What the task requires - Filter the lines below, copying only those with the string "fetch".

Saved entries
PR #10438, opened 2024-08-02
[Crates] Implement Dependents Badge

### LINKED ISSUE #10204: crates.io dependents
### 📋 Description

It's good to have a badge showing the number of reverse dependencies of a crate in crates.io.

### 🔗 Data

https://crates.io/api/v1/crates/:crate/reverse_dependencies
Then in the `meta::total` field, you can get the total number of `reverse dependencies`.

### 🎤 Motivation

This is an important indicator of the popularity of a project.

erayerdin:
Closes #10204 

 - FYI: `librariesio-dependents.service.js` helped me implementing this service.

### DIFF
--- a/services/crates/crates-dependents.service.js
+++ b/services/crates/crates-dependents.service.js
@@ -1,0 +1,49 @@
+import Joi from 'joi'
+import { pathParams } from '../index.js'
+import { metric } from '../text-formatters.js'
+import { nonNegativeInteger } from '../validators.js'
+import { BaseCratesService, description } from './crates-base.js'
+
+const dependentsResponseSchema = Joi.object({
+  meta: Joi.object({
+    total: nonNegativeInteger,
+  }).required(),
+}).required()
+
+export default class CratesDependents extends BaseCratesService {
+  static category = 'other'
+  static route = { base: 'crates/dependents', pattern: ':crate' }
+
+  static openApi = {
+    '/crates/dependents/{crate}': {
+      get: {
+        summary: 'Crates.io Dependents',
+        description,
+        parameters: pathParams({
+          name: 'crate',
+          example: 'tokio',
+        }),
+      },
+    },
+  }
+
+  static render({ dependentCount }) {
+    return {
+      label: 'dependents',
+      message: metric(dependentCount),
+      color: dependentCount === 0 ? 'orange' : 'brightgreen',
+    }
+  }
+
+  async fetch({ crate }) {
+    const url = `https://crates.io/api/v1/crates/${crate}/reverse_dependencies`
+    const schema = dependentsResponseSchema
+    return this._requestJson({ schema, url })
+  }
+
+  async handle({ crate }) {
+    const json = await this.fetch({ crate })
+    const { total: dependentCount } = json.meta
+    return this.constructor.render({ dependentCount })
+  }
+}
--- a/services/crates/crates-dependents.tester.js
+++ b/services/crates/crates-dependents.tester.js
@@ -2,13 +2,12 @@ import { isMetric } from '../test-validators.js'
 import { createServiceTester } from '../tester.js'
 export const t = await createServiceTester()
 
-t.create('dependent count').timeout(10000).get('/tokio.json').expectBadge({
+t.create('dependent count').get('/tokio.json').expectBadge({
   label: 'dependents',
   message: isMetric,
 })
 
 t.create('dependent count (nonexistent package)')
-  .timeout(10000)
   .get('/foobar-is-not-crate.json')
   .expectBadge({
     label: 'crates.io',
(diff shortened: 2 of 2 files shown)


services/crates/crates-dependents.service.js
```diff
@@ -0,0 +1,49 @@
+import Joi from 'joi'
+import { pathParams } from '../index.js'
+import { metric } from '../text-formatters.js'
+import { nonNegativeInteger } from '../validators.js'
+import { BaseCratesService, description } from './crates-base.js'
+
+const dependentsResponseSchema = Joi.object({
```
erayerdin, line 7: Dependents of a crate is served under `/api/v1/crates/:crate/reverse_dependencies`. The schema is specific to this service, that's why I thought it'd be better if it stayed in this module rather than `crates-base.js`.

services/crates/crates-dependents.service.js
```diff
@@ -0,0 +1,49 @@
...
+
+  static render({ dependentCount }) {
+    return {
+      label: 'dependents',
+      message: metric(dependentCount),
+      color: dependentCount === 0 ? 'orange' : 'brightgreen',
+    }
+  }
+
+  async fetch({ crate }) {
```
erayerdin, line 38: Endpoint is `/api/v1/crates/:crate/reverse_dependencies`, so `fetch` had to be implemented manually as `BaseCratesService.fetch` fetches the package meta.

services/crates/crates-dependents.service.js
chris48s: agreed :+1:

services/crates/crates-dependents.service.js
chris48s: agreed :+1:

services/crates/crates-dependents.tester.js
```diff
@@ -0,0 +1,16 @@
...
+import { createServiceTester } from '../tester.js'
+export const t = await createServiceTester()
+
+t.create('dependent count').timeout(10000).get('/tokio.json').expectBadge({
+  label: 'dependents',
+  message: isMetric,
+})
+
+t.create('dependent count (nonexistent package)')
+  .timeout(10000)
```
chris48s, line 11: Do we expect this to be really slow in the not found case? I tried a couple of calls and they seemed to return a not found response pretty quickly

services/crates/crates-dependents.service.js
```diff
@@ -0,0 +1,49 @@
...
+
+const dependentsResponseSchema = Joi.object({
+  meta: Joi.object({
+    total: nonNegativeInteger,
+  }).required(),
+}).required()
+
+export default class CratesDependents extends BaseCratesService {
+  static category = 'other'
+  static route = { base: 'crates/dependents', pattern: ':crate' }
```
chris48s, line 15: If you have a look over the other rust crates badges, we accept an optional `:version?` param which allows us to present the statistic for a specific version.

Could we also do that here, or does this `reverse_dependencies` endpoint not allow us to do that in this case?

chris48s (commented):
Thanks. Couple of minor points but this is looking pretty good

services/crates/crates-dependents.tester.js
erayerdin: I've taken the test code from `librariesio-dependents.service.js` and left the timeout pretty much as is. I don't think it should take that long to respond. Maybe a second is good enough? What do you think?

services/crates/crates-dependents.service.js
erayerdin: The API does not have any documentation to begin with. I tried `GET`ting these URLs with `tokio` and `1.39.2` version but only got 404.

 - `https://crates.io/api/v1/crates/tokio/v1.39.2/reverse_dependencies/`
 - `https://crates.io/api/v1/crates/tokio/1.39.2/reverse_dependencies/`
 - `https://crates.io/api/v1/crates/tokio/reverse_dependencies/v1.39.2/`
 - `https://crates.io/api/v1/crates/tokio/reverse_dependencies/1.39.2/`

While there's no documentation for the API, there's actually a crate for the API. [This struct](https://docs.rs/crates_io_api/latest/crates_io_api/struct.ReverseDependencies.html) hints no version at all, so it's almost guaranteed to say crates.io does not support versioning with reverse dependencies.

services/crates/crates-dependents.tester.js
chris48s: The default timeout is 4 seconds. In some cases we need to raise it if the upstream endpoint is really slow.

Lets remove this timeout statement and go with the default.

services/crates/crates-dependents.service.js
chris48s: OK, cool. No worries. Thanks for looking into it.

services/crates/crates-dependents.tester.js
erayerdin: It's done. :+1:

chris48s (approved):
thanks for working on this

Answer space -
+  async fetch({ crate }) {
+    const json = await this.fetch({ crate })
+  async fetch({ crate }) {
erayerdin, line 38: Endpoint is `/api/v1/crates/:crate/reverse_dependencies`, so `fetch` had to be implemented manually as `BaseCratesService.fetch` fetches the package meta.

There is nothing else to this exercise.